##### Records to use

PR #685, opened 2026-07-18
feat: add verbose HTTP and error classification logging

allen-munsch:
Add structured logging to --verbose mode for better debugging:

- HTTP request/response logging in CompressingHttpClient
  - Logs method, URI, and status code for all responses
  - Logs errors with context on failed requests

- Error classification logging in rig_stream.rs
  - All StreamEvent::Error emissions now log error kind
  - Uses classify_error to categorize: abort, timeout, network, auth, rate-limit

- Enhanced retry logging in recovery.rs
  - Non-retryable errors log with error_kind at ERROR level
  - Retry warnings now include error_kind field

- Updated --verbose help text to document new output

This makes --verbose more useful for debugging API failures by showing what actually happened rather than just that something failed.

---

This PR was made using glm 4.7 + gemma4 using the new Cerebras provider, I had tried the free credit, but they had a 5 request per minute cap, and I was trying to figure out what was happening via `--verbose` and the logs, ended up using `strace`, hoping this will surface enough to make it a bit more clear instead of having to pick up `strace` right away

These code changes cost roughly ~~$12~~ $15 USD in tokens

it was very fast, and very expensive

### DIFF
--- a/src/agent/agent_loop/rig_stream.rs
+++ b/src/agent/agent_loop/rig_stream.rs
@@ -149,6 +149,7 @@ where
             if let Some(sig) = signal.as_ref()
                 && sig.is_cancelled()
             {
+                tracing::debug!(error_kind = "abort", "stream event: error");
                 yield StreamEvent::Error {
                     error: "stream aborted by cancellation signal".to_string(),
                 };
@@ -194,6 +195,7 @@ where
                     };
                     match waited {
                         None => {
+                            tracing::debug!(error_kind = "abort", "stream event: error");
                             yield StreamEvent::Error {
                                 error: "stream aborted by cancellation signal".to_string(),
                             };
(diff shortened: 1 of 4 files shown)


allen-munsch:
@Ramblurr I gave the new provider a try, it is very snappy, kinda pricey, but snappy, so snappy

yogthos:
and that's a chunk of cash on Cerebras

allen-munsch:
@yogthos totally fine, i was curious, kinda like the cost of a roller coaster ride, or taking a sports car for a test ride :sweat_smile:

yogthos:
Thanks for this — the extra logging is genuinely handy. I pushed one commit (`d66d9953`) before merging: **redact the query string from the logged URI**.

rig's Gemini client builds its request URL as `…?key=<API_KEY>` (rig-core 0.39.0 `gemini/client.rs:83`), and Gemini routes through this same `CompressingHttpClient`, so logging the full URI under `--verbose` would have written the Gemini API key into the logs. The fix logs only `scheme://host/path` via a small `log_safe_uri` helper (with tests). Other providers use header auth and were never affected, but dropping the query is the safe default for any URL-embedded credential.

Everything else is as you wrote it. Merging once CI is green.

yogthos:
and looks like claude decided there was a bit of touch up needed :)

PR #1912, opened 2015-12-15
fix 1887 first version is  missing creator

joka:


joka:
> Can't we have just this commit in master to fix the bug? 
>Or does this commit also depends of the changes on the Tags?

both pull request change the same code/tests

PR #1913, opened 2015-12-16
Reorder fields in mercator 2016 proposal detail

xi:
Apart from some styling and replacing the dummy data by actual data, the detail view is pretty much done.


xi:
merging because urgent.

PR #1915, opened 2015-12-16
integrate mercator 2016 workbench

xi:
This fixes some smaller issues and makes it finally possible to see the create, listitem and detail directives in an integrated UI. To also get the right header you need to use the embed context defined in #1895.


xi:
merging because urgent

PR #1916, opened 2015-12-16
mercator 2015 comments

xi:
add some comment counts and such. Note that our 2015 approach for getting recursive comment counts does not work here because all comments for a proposal are in one single pool.


xi:
merging because urgent.

PR #1918, opened 2015-12-16
Added topics to filters, tidied a bit

local-girl:


xi:
small fixup in 5d4ae2b

PR #1919, opened 2015-12-16
implement image upload

xi:


xi:
merging because urgent

PR #1927, opened 2015-12-22
Fix #1921 search by mercator_topic not working

### LINKED ISSUE #1921: topic filter don't work on mercator
test here: https://plone-a3-stage.liqd.net/en/idea-space#!/r/advocate-europe/2016/

joka:


MagdaN:
Works

PR #1930, opened 2015-12-22
2015 12 mn fix mercator bugs

### LINKED ISSUE #1923: proposal detail ae partners section is broken
in the about section, even if no partners were added, the country of the organisation is shown three times

MagdaN:
fixes #1923 and also shows title in listitem


local-girl:
LGTM

PR #1936, opened 2016-01-04
Forced English on form

local-girl:


xi:
This will change the language to english for the whole application, not only the form. IMHO the is the wrong place to do that. If we want to force english on mercator2016, we should do that in the process package.

PR #1937, opened 2016-01-05
added hide-user attribute for space switcher, implemented in mercator…

local-girl:
Hi I don't know how to activate the 2016 context locally (can someone show me how please?) but I sufficiently tested this by overwriting the core header (and reverting)

it's quite simple so this should be self-explanatory


MagdaN:
In order to get this work, all links to users should removed. Instead of this I would suggest, to remove the userlist from the userspace but keep the detail column of the user, so that when someone clicks on a userlink he/she can still get the information abaout that user and write a message. @xi what do you think? Is this doable?

xi:
> Instead of this I would suggest, to remove the userlist from the userspace but keep the detail column of the user

I implemented this in #1967. That replaces this pull request.

PR #1938, opened 2016-01-05
Added cancel button

local-girl:


src/mercator/mercator/static/js/Packages/Mercator/2016/Workbench/ProposalCreateColumn.html
```diff
@@ -2,7 +2,9 @@
     <div data-ng-switch-when="menu">
         <i class="icon-document moving-column-icon"></i>
     </div>
-
+    <adh-resource-actions
+            data-resource-path="{{processUrl}}"
+            data-cancel="true"></adh-resource-actions>
```
xi: This needs a `data-ng-switch-when="body"`

xi: Fixed in #1962

PR #1939, opened 2016-01-05
Fix migrations errors

pallix:
The elements returned by the catalogs search are now returned as a
generator which do not support the len function on them so passing resolve=True solves the problem.

Alternatively if it would be more optimal to use the element with a generator but then we cannot indicate to the user in the console the total number of elements subject to migration.


ChristianSi:
I don't know why the checks failed, but I'd appreciate it if this could be merged soon-ish so that the A3 master becomes usable again.

pallix:
Tests are failing only because of #1934 so this PR can be merged

@joka can you review?

joka:
@pallix you forgot to run the unit test, i'll fix them

PR #2494, opened 2016-07-08
Fix landing and login alignment (centered!) in IE

dwt:
Rework how the landing page is centered and make it work in IE. Also take of custom styling of the .l-center class as it is reused for login (which also didn't center correctly in IE 10+).


xi:
LGTM.

PR #2495, opened 2016-07-08
Fix weird spacing in header.

dwt:
Was caused by the way spaces where suppressed between the buttons (with a float). Fix is to just remove the spaces.


xi:
Sorry for the regression. I did some CSS refactoring in #2482 and it seems like I caused some regressions. See c498d79 for this one. The canonical fix is to add `vertical-align: middle`. Feel free to merge.

dwt:
LGTM - Thanks

PR #2503, opened 2016-07-12
use default proposal css in idea collection

xi:
*Depends on #2502*

The styles are mostly the same anyways.


der-john:
looks good & works.

PR #2504, opened 2016-07-12
fix idea collection list item

xi:
*Depends on #2503*

The position of the list item contents was broken:

2016-07-12-144631_1440x900_scrot

This is the fixed version:

2016-07-12-144426_1440x900_scrot


der-john:
I noticed that in the meinberlin proposal list, fallback image thumbnails are shown, which is not desired.

xi:
Please do not rebase public branches!

der-john:
I missed several tasks. Thanks for getting them for me!

PR #2508, opened 2016-07-12
only show image upload option when existent

### LINKED ISSUE #2507: don't show image upload in meinberlin ideaCollection
in the proposal detail view in meinberlin ideaCollection, the action-bar-item for uploading an image is shown, even though it doesn't work.

der-john:
Fixes #2507. Cleanup of #2492.


xi:
LGTM.

PR #2511, opened 2016-07-12
idea collection resource header

xi:
I applied the resource header introduced in #2480 in the core idea collection (see #2489). It was a bit more complicated that I had hoped because rate and background image.

Note that the resource header design is far from final and may change significantly in the future. Still I think it is good to get this normalized.


der-john:
As written by @xi, 		8b7480c temporarily breaks the pcompass design.

der-john:
looks good & works.

PR #2481, opened 2016-07-05
cleanup css

xi:
Just some low hanging fruits for now.

PR #2516, opened 2016-07-13
css cleanup

xi:
Some more CSS  cleanup. this one is mostly about moving files.

This continues #2481 and #2502. I plan to continue creating pull requests about CSS refactoring in small steps.


src/adhocracy_frontend/adhocracy_frontend/static/stylesheets/scss/a3.scss
```diff
@@ -19,7 +19,7 @@
 @import "general/layout";
 @import "general/print";
 
-@import "components/type";
+@import "components/base";
```
der-john: nice.

src/meinberlin/meinberlin/static/stylesheets/scss/_theme.scss
```diff
@@ -1,4 +1,5 @@
 @import "general/layout_theme";
+@import "components/base_theme";
```
der-john: coincidentally, this is ambiguous. but I like "base" nevertheless.

src/s1/s1/static/stylesheets/scss/components/_base_theme.scss
```diff
@@ -1,4 +1,3 @@
 html {
-    @include rem-baseline;
```
der-john: I'm not up-to-date on s1 - but this isn't part of renaming.

der-john:
looks good & works.

src/s1/s1/static/stylesheets/scss/components/_base_theme.scss
xi: This property was a duplicate (also in core) so I removed it. I agree that it does not really belong into this commit.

##########

__Work request__
Scan the data above for the word "same". Copy every line in which it is found.

__Answer to this problem__
rig's Gemini client builds its request URL as `…?key=<API_KEY>` (rig-core 0.39.0 `gemini/client.rs:83`), and Gemini routes through this same `CompressingHttpClient`, so logging the full URI under `--verbose` would have written the Gemini API key into the logs. The fix logs only `scheme://host/path` via a small `log_safe_uri` helper (with tests). Other providers use header auth and were never affected, but dropping the query is the safe default for any URL-embedded credential.
both pull request change the same code/tests
The styles are mostly the same anyways.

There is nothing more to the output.